2.Given the forgetting curve, when is the best time to review something you want to keep?
3.From an earlier folio: the lesion method uses injuries that nature, not the researcher, assigns. Why does that make it weaker than a true experiment?
4.From an earlier folio: the lesion method links a region to a job by what is lost when it is damaged. Some patients, after damage to a deep brain region, can no longer form new long-term memories. What does the lesion method conclude?
5.Gage's memory, speech, and movement were spared, but his planning and restraint were not. What does this pattern suggest about the frontal lobe?
6.Name the three stages of memory and say which one fails in a tip-of-the-tongue moment.
Encoding, storage, and retrieval; a tip-of-the-tongue moment is a retrieval failure — the memory is stored but momentarily inaccessible.
How close were you?

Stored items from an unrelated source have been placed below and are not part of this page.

PR #829, opened 2026-07-30
feat(specialist): zeromaxing posture and orchestrate plan execution

gnanam1990:
## How to review this PR

It is one PR by necessity — the areas share core files (`plan_tool.go`,
`plan_exec.go`, `app.go` are each touched by many commits), so they cannot be
cleanly split into separate PRs without breaking builds. But the changes are
**independent by concern**. Review area by area, top to bottom; each is
self-contained and these are the seams a split would follow.

| # | Area | Start here |
|---|------|-----------|
| 1 | **Posture + `orchestrate` tool** — the zeromaxing rung and the DAG tool, validated by one constructor | `plan.go`, `plan_tool.go`, `plan_gate.go`, `plan_keyword.go` |
| 2 | **Executor + durability** — one scheduler; plan state as a reduction over five events | `plan_schedule.go`, `plan_exec.go`, `plan_events.go` |
| 3 | **Identity-aware resume** — a completed task's output survives; an edited task (and its downstream) re-runs instead of replaying stale | `plan_identity.go`, `plan_resume.go`, `orchestrate_saved.go` |
| 4 | **Read-grant propagation (sandbox)** — sub-agents inherit the parent's `request_permissions` READ grants via a new `--add-read-dir` flag, applied read-only (never writable) | `sandbox/scope.go`, `cli/exec.go`, `cli/exec_parse.go`, `plan_runner.go` |
| 5 | **Size-aware model routing** — free providers tier by model size (not alphabet); a `min_size` decency floor; the router is shown size labels; `providers models` displays them | `plan_model_size.go`, `plan_model_assign.go`, `plan_model_router.go`, `config/types.go` |
| 6 | **TUI plan surface + observability** — right-column plan panel, per-agent rows, per-worker tokens/model | `tui/orchestrate_*.go`, `sidebar*.go`, `specialist_card.go`, `worker_view.go` |

Every production change has a regression test beside it (~61% of the diff is
tests); the tree builds and `go test ./...` passes; with the posture off the
orchestrate tool is unadvertised and no plan machinery runs (see Verification
for the precise additivity claim and its one documented exception).

---

## Summary

Adds **zeromaxing** — an explicit, opt-in posture that lets a turn spend more to
get a more exhaustive answer — and the plan orchestration it exists to drive.

The posture is a rung above `high` on the existing effort ladder, reached by
`/effort zeromaxing`, `/profile zeromaxing`, or `--exec-profile zeromaxing`. It
[...]

PR #866, opened 2026-08-04
fix(agent): stop a denied tool looping past the repeated-failure halt

Vasanthdev2004:
The repeated-failure guard keys its streak on the first 80 characters of the error text. A permission denial reads `Error: Permission denied for <tool>: <reason>`, and `reason` names the path or command that was refused — so the text differs on every call while describing the same unchanging refusal. Each call rebuilt the record at `count: 1`, and `toolFailureStopAt = 6` was never reached.

I hit this for real, not in theory. A headless run made **384 denied calls over 26 minutes**, produced zero files, and reported nothing. The guard was working exactly as written the whole time.

#702 already hit this shape once — the unknown-session error leaked its session id into the signature — and fixed it by making that one message id-invariant. That works, but it's per-message and depends on every future error remembering to be invariant. Denials now key on `DenialCategory` instead, a small closed enum the loop already sets on the result. That fixes the class rather than one instance.

### The second counter

The signature-keyed streak cannot, by construction, see a tool that fails with a genuinely *different* error every time — and that is still a tool that isn't working. So there's now a content-blind counter beside it: consecutive failures of that tool regardless of error, cleared only by a success **of that same tool**. Changing how a tool fails isn't progress, and neither is some other tool succeeding while this one is refused.

It stops at 12, not 6, deliberately. A model iterating on a tricky edit legitimately fails a few times with different errors while converging — the same reasoning that moved `toolFailureStopAt` from 4 to 6. Cutting that short would be a worse bug than the one being fixed.

Two counters tripping on either is also where both of the agent CLIs I compared against landed independently, after hitting this same bug: a tight bound on identical failures OR'd with a looser one that no amount of varying the error text can reset. Convergent design, not my taste.

### Verification

Six tests, and every guard mutation-checked:

| mutation | fails |
| --- | --- |
| revert the denial re-key to text signature | `TestPermissionDenialStreakSurvivesVaryingReasonText`, `TestAnotherToolSucceedingDoesNotClearAFailingToolsStreak` |
| delete the content-blind bound | `TestToolFailingWithDifferentErrorsEveryTimeStillStops`, `TestSuccessResetsBothFailureCounters` |
| let a signature change reset the content-blind counter | same two |

`TestSuccessResetsBothFailureCounters` is the regression guard that makes the new bound safe to add — it drives the tool to one below the bound, succeeds once, and requires a *full fresh* count afterwards rather than a resumed one.

Behaviour when nothing is looping is unchanged: `toolFailureStopAt` and `toolFailureHintAt` keep their values and their existing semantics.

One existing test call site gains the new parameter. `internal/agent` green, `gofmt` and `vet` clean.

## Summary by CodeRabbit

* **Bug Fixes**
  * Improved safeguards against tools repeatedly failing, including with different errors.
  * Prevented repeated access-denied attempts from bypassing failure limits when details vary.
  * Ensured policy-denied operations stop retrying appropriately, including uncategorized and disabled-tool refusals.
  * Reset failure tracking after successful tool calls while preserving per-tool isolation.
  * Improved stop messages to accurately describe repeated, varied, or denied failures.
  * Prevented successful results and refusal-like output text from being mistaken for policy refusals.
  * Preserved retry guidance for genuine tool failures and malformed requests.

### DIFF
--- a/internal/agent/capture_artifact_refusal_test.go
+++ b/internal/agent/capture_artifact_refusal_test.go
@@ -1,0 +1,143 @@
+package agent
+
+import (
+	"context"
+	"strconv"
+	"strings"
+	"testing"
+
+	"github.com/Gitlawb/zero/internal/tools"
+	"github.com/Gitlawb/zero/internal/zeroruntime"
+)
+
+// A CONFIGURATION REFUSAL IS NOT A RETRIABLE FAILURE, EVEN WHEN IT ARRIVES
+// EARLY.
+//
+// capture_artifact rejects in RejectBeforePermission, which the registry returns
+// straight back before any of the gates that attach provenance. Its
+// valid-but-unavailable calls therefore reached the classifier with no denial
+// category, no permission metadata and no refusal marker, and were read as
+// ordinary retriable failures: the model got the schema hint and the call could
+// consume the profile failure-streak escalation, for a tool that never executed
+// and that no argument change can enable.
+func TestDisabledCaptureArtifactIsAPolicyRefusalNotARetriableFailure(t *testing.T) {
+	// No artifacts directory and no enabled driver: valid arguments, unavailable
+	// tool. This is the shape an operator produces by configuration alone.
+	registry := tools.NewRegistry()
+	for _, tool := range tools.NewLocalControlArtifactTools(tools.LocalControlArtifactOptions{}) {
+		registry.Register(tool)
+	}
+
+	result := registry.RunWithOptions(context.Background(), "capture_artifact", map[string]any{
+		"action": "browser_screenshot",
+		"name":   "shot",
+	}, tools.RunOptions{PermissionGranted: true})
+
+	if result.Status != tools.StatusError {
+		t.Fatalf("SETUP INVALID: expected the disabled tool to refuse, got %s: %s", result.Status, result.Output)
+	}
+	if !tools.IsPolicyRefusalResult(result) {
+		t.Fatalf("the refusal carries no provenance, so nothing downstream can tell it from a failed command: %#v", result.Meta)
+	}
+
+	// Through the conversion the loop performs, which is where the marker has to
+	// survive to be worth anything.
+	converted := ToolResult{
+		Status: result.Status,
+		Output: result.Output,
+		Meta:   result.Meta,
+	}
+	if !isPolicyRefusal(converted) {
+		t.Error("the marker did not survive into the agent-facing result")
+	}
+	if isRetriableToolError(converted) {
+		t.Error("a tool that never executed, and that no argument change can enable, was marked retriable: the model gets a schema hint telling it to fix arguments that were already valid")
+	}
+}
+
+// The malformed-argument branch must stay retriable. That one IS fixable by
+// trying again differently, which is what the hint exists for, so marking every
+// early rejection would trade one wrong answer for another.
+func TestMalformedCaptureArtifactArgumentsStayRetriable(t *testing.T) {
+	registry := tools.NewRegistry()
+	for _, tool := range tools.NewLocalControlArtifactTools(tools.LocalControlArtifactOptions{}) {
+		registry.Register(tool)
+	}
+
+	result := registry.RunWithOptions(context.Background(), "capture_artifact", map[string]any{
+		"action": "not_a_real_action",
+	}, tools.RunOptions{PermissionGranted: true})
+
+	if result.Status != tools.StatusError {
+		t.Fatalf("SETUP INVALID: expected invalid arguments to fail, got %s", result.Status)
+	}
+	if tools.IsPolicyRefusalResult(result) {
+		t.Fatalf("a malformed-argument error was marked a policy refusal, so the model is denied the hint that would let it fix the call: %q", result.Output)
+	}
+	converted := ToolResult{Status: result.Status, Output: result.Output, Meta: result.Meta}
+	if !isRetriableToolError(converted) {
+		t.Error("invalid arguments should stay retriable")
+	}
+}
+
+// alwaysRefusingCaptureTool stands in for the disabled tool at Run level, so the
+// loop consequence can be observed rather than inferred.
+type alwaysRefusingCaptureTool struct{ ran int }
+
+func (tool *alwaysRefusingCaptureTool) Name() string        { return "capture_artifact" }
+func (tool *alwaysRefusingCaptureTool) Description() string { return "test capture tool" }
+func (tool *alwaysRefusingCaptureTool) Parameters() tools.Schema {
+	return tools.Schema{
+		Type:                 "object",
+		Properties:           map[string]tools.PropertySchema{"action": {Type: "string"}},
+		Required:             []string{"action"},
+		AdditionalProperties: false,
+	}
+}
+func (tool *alwaysRefusingCaptureTool) Safety() tools.Safety {
+	return tools.Safety{SideEffect: tools.SideEffectRead, Permission: tools.PermissionAllow, Reason: "captures artifacts"}
+}
+func (tool *alwaysRefusingCaptureTool) Run(context.Context, map[string]any) tools.Result {
+	tool.ran++
+	return tools.Result{}
+}
+func (tool *alwaysRefusingCaptureTool) RejectBeforePermission(map[string]any) (tools.Result, bool) {
+	return tools.Result{
+		Status: tools.StatusError,
+		Output: "Error: capture_artifact is disabled because no artifact directory is configured.",
+		Meta:   map[string]string{tools.PolicyRefusalMeta: tools.PolicyRefusalToolNotEnabled},
+	}, true
+}
+
+// THE LOOP CONSEQUENCE. A refusal must not draw the retry hint, because the hint
+// tells the model to fix arguments that were already valid and the tool will
+// refuse identically next time.
+func TestRunDoesNotHintARefusedCaptureArtifact(t *testing.T) {
+	tool := &alwaysRefusingCaptureTool{}
+	registry := tools.NewRegistry()
+	registry.Register(tool)
+
+	calls := toolFailureHintAt + 1
+	turns := make([][]zeroruntime.StreamEvent, 0, calls+1)
+	for i := range calls {
+		turns = append(turns, toolTurn("call-"+strconv.Itoa(i), "capture_artifact", `{"action":"browser_screenshot"}`))
+	}
+	turns = append(turns, textTurn("gave up on the screenshot"))
+
+	result, err := Run(context.Background(), "take a screenshot", &mockProvider{turns: turns}, Options{
+		Registry:       registry,
+		PermissionMode: PermissionModeAsk,
+		MaxTurns:       len(turns) + 5,
+	})
+	if err != nil {
+		t.Fatal(err)
+	}
+	if tool.ran != 0 {
+		t.Fatalf("SETUP INVALID: the tool executed %d times; it must be refused before Run", tool.ran)
+	}
+	for _, message := range result.Messages {
+		if strings.Contains(message.Content, toolFailureHintMarker) {
+			t.Fatal("a refused, never-executed tool drew the retry hint, which tells the model to fix arguments that were already valid")
+		}
+	}
+}
--- a/internal/agent/capture_artifact_streak_test.go
+++ b/internal/agent/capture_artifact_streak_test.go
@@ -1,0 +1,112 @@
+package agent
+
+import (
+	"context"
+	"strconv"
+	"strings"
+	"testing"
+
+	"github.com/Gitlawb/zero/internal/tools"
+	"github.com/Gitlawb/zero/internal/zeroruntime"
+)
+
+// alternatingRefusalCaptureTool refuses every call with the same CATEGORY and a
+// different MESSAGE, which is what a real disabled driver does: the refusal
+// names the action, and the model is free to alternate valid actions.
+type alternatingRefusalCaptureTool struct{ ran int }
+
+func (tool *alternatingRefusalCaptureTool) Name() string        { return "capture_artifact" }
+func (tool *alternatingRefusalCaptureTool) Description() string { return "test capture tool" }
+func (tool *alternatingRefusalCaptureTool) Parameters() tools.Schema {
+	return tools.Schema{
+		Type:                 "object",
+		Properties:           map[string]tools.PropertySchema{"action": {Type: "string"}},
+		Required:             []string{"action"},
+		AdditionalProperties: false,
+	}
+}
+func (tool *alternatingRefusalCaptureTool) Safety() tools.Safety {
+	return tools.Safety{SideEffect: tools.SideEffectRead, Permission: tools.PermissionAllow, Reason: "captures artifacts"}
+}
+func (tool *alternatingRefusalCaptureTool) Run(context.Context, map[string]any) tools.Result {
+	tool.ran++
+	return tools.Result{}
+}
+func (tool *alternatingRefusalCaptureTool) RejectBeforePermission(args map[string]any) (tools.Result, bool) {
+	action, _ := args["action"].(string)
+	return tools.Result{
+		Status: tools.StatusError,
+		// Action-specific wording, same category. This is the whole point: the
+		// prose differs on every call while the refusal never changes.
+		Output: "Error: Local control driver for " + action + " is disabled.",
+		Meta:   map[string]string{tools.PolicyRefusalMeta: tools.PolicyRefusalToolNotEnabled},
+	}, true
+}
+
+// A REFUSAL KEYS ON ITS CATEGORY, INCLUDING WHEN THE CATEGORY IS ONLY A MARKER.
+//
+// The registry marks pre-execution refusals in metadata, and isPolicyRefusal
+// read that marker while observeToolResult keyed on DenialReason, which those
+// paths leave empty. The guard fell back to errorSignature(output), so two
+// refusals of the same category with different wording looked like two
+// different failures and the streak restarted at 1 every call.
+//
+// A model alternating capture_artifact's browser_screenshot and browser_pdf
+// against a disabled driver is refused identically each time and never tripped
+// the six-call halt. Only the generic twelve-error fallback stopped the run,
+// reporting varied errors rather than a repeated refusal.
+func TestAlternatingRefusedActionsStillTripTheRefusalHalt(t *testing.T) {
+	tool := &alternatingRefusalCaptureTool{}
+	registry := tools.NewRegistry()
+	registry.Register(tool)
+
+	// More calls than the refusal halt but FEWER than the generic any-error
+	// fallback, so only the category-keyed streak can stop this.
+	calls := toolFailureAnyErrorStopAt - 1
+	if calls <= toolFailureStopAt {
+		t.Fatalf("SETUP INVALID: %d calls cannot distinguish the refusal halt from the generic fallback", calls)
+	}
+	actions := []string{"browser_screenshot", "browser_pdf"}
+	turns := make([][]zeroruntime.StreamEvent, 0, calls+1)
+	for i := range calls {
+		action := actions[i%len(actions)]
+		turns = append(turns, toolTurn("call-"+strconv.Itoa(i), "capture_artifact", `{"action":"`+action+`"}`))
+	}
+	turns = append(turns, textTurn("gave up"))
+
+	result, err := Run(context.Background(), "capture something", &mockProvider{turns: turns}, Options{
+		Registry:       registry,
+		PermissionMode: PermissionModeAsk,
+		MaxTurns:       len(turns) + 5,
+	})
+	if err != nil {
+		t.Fatal(err)
+	}
+	if tool.ran != 0 {
+		t.Fatalf("SETUP INVALID: the tool executed %d times; it must be refused before Run", tool.ran)
+	}
+
+	refusals := 0
+	for _, message := range result.Messages {
+		if strings.Contains(message.Content, "is disabled") {
+			refusals++
+		}
+	}
+	if refusals > toolFailureStopAt {
+		t.Errorf("the run made %d refused calls; the six-call refusal halt never tripped because the streak re-keyed on each action's wording", refusals)
+	}
+
+	// And the halt has to read as a repeated refusal, not as varied errors.
+	stop := strings.ToLower(strings.Join(messageContents(result.Messages), "\n"))
+	if strings.Contains(stop, toolFailureHintMarker) {
+		t.Error("a refused, never-executed tool drew the retry hint")
+	}
+}
+
+func messageContents(messages []zeroruntime.Message) []string {
+	out := make([]string, 0, len(messages))
+	for _, message := range messages {
+		out = append(out, message.Content)
+	}
+	return out
+}
--- a/internal/agent/capture_disabled_driver_test.go
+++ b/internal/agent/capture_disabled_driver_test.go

Grade yourself honestly — it sets your review date.
7.Which chemical drives the fast, within-a-second part of the response, and where is it released?
8.From an earlier folio: both perception and memory are described as "constructed." What do the two ideas share?
9.In one sentence, explain what the word "reconstruction" means when applied to memory.
10.What is the best description of inattentional blindness, as shown by the gorilla study?